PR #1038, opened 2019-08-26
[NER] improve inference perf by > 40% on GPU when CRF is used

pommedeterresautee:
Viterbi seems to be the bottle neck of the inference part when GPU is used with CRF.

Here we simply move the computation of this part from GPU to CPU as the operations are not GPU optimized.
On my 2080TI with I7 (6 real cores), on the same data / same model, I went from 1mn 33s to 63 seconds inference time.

▶ **ACTIVITY**
Working from the material above, reproduce it in full and unchanged.

▶ **EXERCISE SOLUTION**
PR #1038, opened 2019-08-26
[NER] improve inference perf by > 40% on GPU when CRF is used

pommedeterresautee:
Viterbi seems to be the bottle neck of the inference part when GPU is used with CRF.

Here we simply move the computation of this part from GPU to CPU as the operations are not GPU optimized.
On my 2080TI with I7 (6 real cores), on the same data / same model, I went from 1mn 33s to 63 seconds inference time.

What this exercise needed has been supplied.